## YOUR INSTRUCTIONS
Reprint all entries without any alteration.

## DATA FOR ANALYSIS
PR #2311, opened 2025-08-04
Added annotation `@OpenAPIRequest` as alternative to `@io.micronaut.http.annotation.RequestBean` annotation

altro3:
This annotation needed, to remove `micronaut-http` from Spring Boot applications

### DIFF
--- a/openapi-annotations/src/main/java/io/micronaut/openapi/annotation/OpenAPIRequest.java
+++ b/openapi-annotations/src/main/java/io/micronaut/openapi/annotation/OpenAPIRequest.java
@@ -1,0 +1,38 @@
+/*
+ * Copyright 2017-2025 original authors
+ *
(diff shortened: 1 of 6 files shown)


altro3:
@graemerocher You asked me why I use the RequestBean annotation in the Spring Boot controller - I told you that Spring Boot does not have such annotation and it processes parameters correctly without any additional annotations.

The solution with RequestBean annotations is completely correct and works, and micronaut-http must currently be in the compilation dependencies for a Spring Boot application.

But I want to completely get rid of the dependency on micronaut libraries in Spring Boot applications (that is, leave them at the annotation processor level).

Consider this a continuation of https://github.com/micronaut-projects/micronaut-openapi/pull/2307

graemerocher (approved):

## TASK SOLUTION
PR #2311, opened 2025-08-04
Added annotation `@OpenAPIRequest` as alternative to `@io.micronaut.http.annotation.RequestBean` annotation

altro3:
This annotation needed, to remove `micronaut-http` from Spring Boot applications

### DIFF
--- a/openapi-annotations/src/main/java/io/micronaut/openapi/annotation/OpenAPIRequest.java
+++ b/openapi-annotations/src/main/java/io/micronaut/openapi/annotation/OpenAPIRequest.java
@@ -1,0 +1,38 @@
+/*
+ * Copyright 2017-2025 original authors
+ *
(diff shortened: 1 of 6 files shown)


altro3:
@graemerocher You asked me why I use the RequestBean annotation in the Spring Boot controller - I told you that Spring Boot does not have such annotation and it processes parameters correctly without any additional annotations.

The solution with RequestBean annotations is completely correct and works, and micronaut-http must currently be in the compilation dependencies for a Spring Boot application.

But I want to completely get rid of the dependency on micronaut libraries in Spring Boot applications (that is, leave them at the annotation processor level).

Consider this a continuation of https://github.com/micronaut-projects/micronaut-openapi/pull/2307

graemerocher (approved):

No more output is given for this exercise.